:: EXERCISE INPUT ::
PR #5727, opened 2026-08-26
Remove Kujira chain support

### LINKED ISSUE #5724: Kujira (KUJI) chain appears permanently offline — remove support
## Problem
Kujira wound down operations in 2025 — the team requested exchanges suspend KUJI trading (e.g. MEXC halted deposits/withdrawals/trading May 4, 2025 UTC), as part of a broader wave of Cosmos-ecosystem project shutdowns. No working public RPC/LCD remains, so balances, sends, swaps, and staking on Kujira can no longer function for users.

Verified no working public RPC/LCD remains:
- `kujira-rpc.polkachu.com`, `lcd-kujira.whispernode.com`, `kujira-rpc.ibs.team` — DNS records deleted (NXDOMAIN)
- `rpc-kujira.starsquid.io` — resolves, but the RPC port doesn't respond
- PublicNode's Kujira gateway — 404s on every path
- `ping.pub/kujira` — 404s (no longer tracked by this standard Cosmos explorer)

## Expected Behavior
Kujira should no longer be offered as a chain to add/use, since it cannot function.

## Steps to Reproduce
1. Add Kujira as a chain in a vault
2. Attempt to fetch balance, send, swap, or stake
3. Requests fail — no live RPC/LCD endpoint exists

## Suggested Fix
Remove Kujira chain support (chain registry entry, RPC/LCD config, and any UI wiring that assumes it's usable — deposit/IBC routing, DeFi/staking display, address-prefix detection, etc.).

aminsato:
Closes #5724

## Why

Kujira wound down operations in 2025 and no working public RPC/LCD remains, so balances, sends, swaps and staking on the chain cannot function. Re-verified while writing this:

- `kujira-rpc.polkachu.com`, `lcd-kujira.whispernode.com`, `kujira-rpc.ibs.team` — NXDOMAIN
- `rpc-kujira.starsquid.io` — resolves, RPC port does not respond
- PublicNode's Kujira gateway — 404 on every path

Offering the chain to add is worse than not offering it, so this removes it.

## What

Dropping the `Chain.Kujira` enum entry is what makes it disappear from the add-chain list and the address-book network picker (both are built off `Chain.entries`), and from `Coins.coins`, so `nativeTokens` stops offering KUJI. Everything that hung off it goes with it:

| Area | Removed |
|---|---|
| Chain registry | enum entry, `coinType`, `canSelectTokens`, `isSwapSupported`, `isDepositSupported`, `ticker()`, `swapAssetName()`, `cosmosNativeDenom`, `maxMemoCharacters`, ECDSA pubkey mapping |
| Network config | `kujira-api.polkachu.com` default + custom-RPC entry, `kaiyo-1` SwapKit id, `finder.kujira.network` explorer links, tx-status poll config |
| Signing / fees | both `SigningHelper` branches, Cosmos fee + simulation entries, IBC denom-trace branch |
| Tokens | the `Coins.Kujira` object (13 tokens), `SearchKujiraTokenUseCase` + DI binding + its dispatch branch and now-dead `factory/` canonicalization |
| Deposit / IBC | the Kujira IBC channel table, the Gaia→Kujira channel, `TransferIbc` on the deposit form, Kujira as an IBC destination |
| Swap | swap-provider entry, THORChain memo prefix, limit-order address validator and dust floor |
| UI | Maya pool-prefix mapping, chain logos |

### Kept deliberately

`Coins.ThorChain.KUJI`/`RKUJI` (RUJI merge tokens) and `Coins.GaiaChain.KUJI`/`rKUJI` (IBC balances) both live on chains that still work — removing them would hide real holdings. `kuji.webp` stays for them; only `kuji_mono`, `mnta` and `auto_token_kujira` were left unreferenced and deleted.

`CosmosBalance.isValidKujiraFactoryDenom` was renamed `isValidFactoryDenom` rather than removed — it is load-bearing for Osmosis' `factory/osmo1…/ulvn`.

## The part that isn't just deletion

Removing an enum constant strands rows that were saved under it, and `Chain.fromRaw` throws for those. `VaultRepository` and the key-import paths already caught it. Two did not:

- **`AddressBookRepository.getEntries()`** mapped every row, so a single saved Kujira contact would have thrown and blanked the entire address book.
- **`DefaultChainsRepository`** caught the throw but fell back to the *whole* stock 5-chain list, silently resetting a user's default-chain selection.

Both now skip just the unknown id. Covered by new tests.

`scripts/generate-tokens.js` still mapped `kujira → Chain.Kujira`, so a regeneration would have written a `Coins.kt` that no longer compiles. Without the entry the script skips the chain via its existing unknown-chain warning.

## Cross-platform note

iOS, the extension and Windows all still ship Kujira — Android is first here, which inverts the usual parity direction. Consequence worth knowing: a peer on iOS/desktop can still initiate a Kujira keysign, and this device will now fail to parse that payload rather than co-sign it. Correct given the chain is dead, but the other repos probably want matching tickets.

## Test plan

- `./gradlew :data:test :app:testDebugUnitTest` — green
- `./gradlew :app:lintDebug` — green (CI gate, `abortOnError = true`)
- `./gradlew :app:assembleDebug` — green
- `./gradlew :data:ktfmtCheck :app:ktfmtCheck` — green
- New: 2 tests in `AddressBookRepositoryImplTest` (retired-chain row dropped from the list, reads back absent), 3 in a new `DefaultChainsRepositoryImplTest` (retired id dropped without discarding the rest, all-retired falls back to defaults, unreadable value falls back to defaults). Verified in the XML reports that all 5 actually ran rather than being skipped.
- Removed the `sendKUJIRATest` instrumented fixture; `cosmos.json` / `thorchain.json` keep their KUJI cases since those tokens remain.

Manual: open a vault that had Kujira enabled → the chain is gone from the list, the rest of the vault loads normally, the address book still opens with its other entries intact, and the default-chain selection keeps its non-Kujira picks.

## Summary by CodeRabbit

* **Breaking Changes**
  * Removed support for the Kujira blockchain and associated assets, transfers, staking, swaps, transaction status, explorer links, and custom RPC endpoints.
  * Kujira addresses and transactions are no longer supported.
  * Imports and deep links referencing retired chains now show an error or safely fall back when appropriate.

* **Bug Fixes**
  * Address-book entries for retired chains are safely ignored.
  * Invalid saved chain selections fall back to the default chain list.


app/src/androidTest/java/com/vultisig/wallet/data/blockchain/ChainHelpersTest.kt
```diff
@@ -1055,7 +1036,6 @@ class ChainHelpersTest {
                 QBTC_JSON_FILE to "sendQBTCTest",
                 SUI_JSON_FILE to "sendSUI",
                 TRON_JSON_FILE to "sendTronTest",
-                KUJIRA_JSON_FILE to "sendKUJIRATest",
                 CARDANO_JSON_FILE to "sendCardano",
```
rkokhatskyi, line 1039: `EXPECTED_CASE_COUNT` at `ChainHelpersTest.kt:1054` still reads 88 while the remaining fixtures now sum to 85, because `kujira.json` carried 3 cases. `fixtureCorpusMatchesDeclaredFileSet` therefore fails on every `app:connectedDebugAndroidTest` run

data/src/main/kotlin/com/vultisig/wallet/data/models/Chain.kt
```diff
@@ -47,7 +47,6 @@ enum class Chain(val raw: ChainId, val standard: TokenStandard, val feeUnit: Str
     Zcash("Zcash", UTXO, "ZEC/vbyte"),
     Cardano("Cardano", UTXO, "Lovelace"),
     GaiaChain("Cosmos", COSMOS, "uatom"),
```
rkokhatskyi, line 49: `args.chains.mapNotNull` at `KeygenViewModel.kt:578` silently drops `Kujira` from a peer's key import list, while `KeyImportChainsSetupViewModel.swift:125` still offers it, so iOS opens a keygen for that chain which this device never joins and both sides fail after root keygen

app/src/main/java/com/vultisig/wallet/ui/models/defi/MayachainDefiPositionsViewModel.kt
```diff
@@ -1024,7 +1024,6 @@ private fun mayaPoolChainPrefixToChain(prefix: String): Chain? =
         "BTC" -> Chain.Bitcoin
         "ETH" -> Chain.Ethereum
         "DASH" -> Chain.Dash
-        "KUJI" -> Chain.Kujira
         "MAYA" -> Chain.MayaChain
```
rkokhatskyi, line 1029: This table also omits `THOR`, `ADA` and `ZEC`, which `/mayachain/pools` currently returns as Available, so those pools hit `else -> null` and price their asset leg at zero through `MayachainDefiPositionsViewModel.kt:845`, halving the card total and the header sum

rkokhatskyi (changes requested):

data/src/main/kotlin/com/vultisig/wallet/data/models/Chain.kt
```diff
@@ -47,7 +47,6 @@ enum class Chain(val raw: ChainId, val standard: TokenStandard, val feeUnit: Str
...
-    Kujira("Kujira", COSMOS, "ukuji"),
     Dydx("Dydx", COSMOS, "adydx"),
     Osmosis("Osmosis", COSMOS, "uosmo"),
```
rkokhatskyi, line 51: `Chain.fromRaw(preSelectedChainId)` at `TokenNetworkSelectionDelegate.kt:290` is unguarded, so a `vultisig://send?assetChain=Kujira&toAddress=...` link that worked before now crashes the app, while the sibling arm at `SendFormGraph.kt:390` compares chain ids as strings and degrades cleanly

rkokhatskyi (changes requested):

johnnyluo (approved):
LGTM

app/src/androidTest/java/com/vultisig/wallet/data/blockchain/ChainHelpersTest.kt
aminsato: Confirmed and fixed in 2d3050cbd — `kujira.json` carried 3 of the 88, and the remaining fixtures sum to 85. The CI failure said exactly that (`expected:<88> but was:<85>`); I had only run the unit suites locally, which do not touch the corpus. `EXPECTED_CASE_COUNT` is now 85, with a note that the other two corpora still carry the file, so the sync check reports it as missing here rather than as a hash disagreement.

data/src/main/kotlin/com/vultisig/wallet/data/models/Chain.kt
aminsato: Real, and the worse half is that it fails silently: the initiator opens one keygen session per chain, routed by `chain.raw`, and waits for this device in each — so a skipped chain leaves that session a party short and both sides die on a timeout that names nothing. Verified `keyImportEnabledChains` at `Chain.swift:247` excludes only cardano / thorChainChainnet / thorChainStagenet / polygonV2 / qbtc, so iOS does still offer `.kujira`. Same holds for an older Android initiator, so it is version skew rather than an iOS quirk.

Android cannot complete that ceremony either way once the enum is gone, so 2d3050cbd makes the joining device refuse up front and name the chain instead of hanging. iOS still needs the matching removal from `keyImportEnabledChains` for the ceremony to stop being offered at all — happy to open that PR against vultisig-ios if you want it tied to this one.

app/src/main/java/com/vultisig/wallet/ui/models/defi/MayachainDefiPositionsViewModel.kt
aminsato: Checked against `mayanode.mayachain.info/mayachain/pools`: `THOR.RUNE`, `ADA.ADA` and `ZEC.ZEC` are all Available today, and `KUJI` is gone from the list entirely — which is a nice independent confirmation that the line this PR removed was dead. Each of the three resolved to no chain, so `assetCoin` could never match and the leg fell to `FiatValue.ZERO`, halving the card and the header.

Added in 2d3050cbd, with the mapping parameterized over the three pools in `MayachainDefiPositionsViewModelTest` — it asserts $0.40 and fails at $0.20 without the fix. Pre-existing rather than caused by this PR, so say the word if you would rather it went out on its own.

data/src/main/kotlin/com/vultisig/wallet/data/models/Chain.kt
aminsato: Confirmed — `Chain.fromRaw` is `entries.first { … }`, and the id reaches it raw from `DeepLinkHelper.kt:43` → `VaultListViewModel.kt:155` → `Route.Send.chainId` → `SendFormGraph.initialize:382`, which is not a suspending path, so an old `vultisig://send?assetChain=Kujira&toAddress=…` took the form down on the way in.

2d3050cbd resolves it through the new `Chain.fromRawOrNull` and falls through to matching the address against the chains that do exist, so it degrades the same way the `SendFormGraph.kt:390` arm you point at does. Regression test in `SendFormViewModelInitTest`.

data/src/main/kotlin/com/vultisig/wallet/data/repositories/AddressBookRepository.kt
```diff
@@ -41,7 +42,7 @@ constructor(private val addressBookEntryDao: AddressBookEntryDao) : AddressBookR
             } else {
                 addressBookEntryDao.getEntry(lookup.chainId, address)
             }
-        return entity?.toAddressBookEntry()
+        return entity?.toAddressBookEntryOrNull()
```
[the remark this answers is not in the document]
aminsato: The inconsistency is real, though not reachable today: both `Route.AddressEntry` call sites pass a live `chain.id` (`AddressBookViewModel.kt:147` from a list `getEntries` has already filtered, and `KeysignViewModel.kt:1168` from the transaction target), so no retired id gets that far. Closed it anyway in 2d3050cbd — `entryExists` now returns false for a chain id no entry resolves for, so it cannot disagree with `getEntry`. Test added in `AddressBookRepositoryImplTest`.

data/src/main/kotlin/com/vultisig/wallet/data/repositories/AddressBookRepository.kt
```diff
@@ -77,8 +78,17 @@ constructor(private val addressBookEntryDao: AddressBookEntryDao) : AddressBookR
...
-        AddressBookEntry(chain = Chain.fromRaw(chainId), address = address, title = title)
+    // Rows outlive the chains they were saved for: a retired chain leaves its entries behind, and
+    // Chain.fromRaw throws for them. Drop those rows rather than fail the whole address book.
+    private fun AddressBookEntryEntity.toAddressBookEntryOrNull(): AddressBookEntry? {
+        val chain =
+            runCatching { Chain.fromRaw(chainId) }
+                .onFailure {
+                    Timber.w(it, "Dropping address book entry on unknown chain %s", chainId)
+                }
+                .getOrNull() ?: return null
```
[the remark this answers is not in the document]
aminsato: Fixed in 2d3050cbd, though by removing the catch rather than narrowing it: `Chain.fromRawOrNull` is now the lookup for readers that expect ids to outlive their entries, and `fromRaw` delegates to it — still `NoSuchElementException`, now with the id in the message, so the callers that catch that type are unaffected. Both sites here and in `DefaultChainsRepository` use the nullable lookup directly, so nothing broad is caught in either.

On the `SearchTokenUseCase.kt:46` finding in the review body: that one is not reachable either — `SwapQuoteManager` passes `srcNativeToken.chain.id`, and `CustomTokenViewModel` would already have thrown one line earlier at `Chain.fromRaw(chainId).logo`. Made it total regardless, so it answers "not found" instead of throwing out of its caller.

rkokhatskyi (approved):
LGTM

:: WHAT YOU ARE ASKED TO DO ::
Transcribe, word for word, the data above from its first line through the line with "does not respond", and include nothing else.

:: EXPECTED OUTPUT ::
PR #5727, opened 2026-08-26
Remove Kujira chain support

### LINKED ISSUE #5724: Kujira (KUJI) chain appears permanently offline — remove support
## Problem
Kujira wound down operations in 2025 — the team requested exchanges suspend KUJI trading (e.g. MEXC halted deposits/withdrawals/trading May 4, 2025 UTC), as part of a broader wave of Cosmos-ecosystem project shutdowns. No working public RPC/LCD remains, so balances, sends, swaps, and staking on Kujira can no longer function for users.

Verified no working public RPC/LCD remains:
- `kujira-rpc.polkachu.com`, `lcd-kujira.whispernode.com`, `kujira-rpc.ibs.team` — DNS records deleted (NXDOMAIN)
- `rpc-kujira.starsquid.io` — resolves, but the RPC port doesn't respond
- PublicNode's Kujira gateway — 404s on every path
- `ping.pub/kujira` — 404s (no longer tracked by this standard Cosmos explorer)

## Expected Behavior
Kujira should no longer be offered as a chain to add/use, since it cannot function.

## Steps to Reproduce
1. Add Kujira as a chain in a vault
2. Attempt to fetch balance, send, swap, or stake
3. Requests fail — no live RPC/LCD endpoint exists

## Suggested Fix
Remove Kujira chain support (chain registry entry, RPC/LCD config, and any UI wiring that assumes it's usable — deposit/IBC routing, DeFi/staking display, address-prefix detection, etc.).

aminsato:
Closes #5724

## Why

Kujira wound down operations in 2025 and no working public RPC/LCD remains, so balances, sends, swaps and staking on the chain cannot function. Re-verified while writing this:

- `kujira-rpc.polkachu.com`, `lcd-kujira.whispernode.com`, `kujira-rpc.ibs.team` — NXDOMAIN
- `rpc-kujira.starsquid.io` — resolves, RPC port does not respond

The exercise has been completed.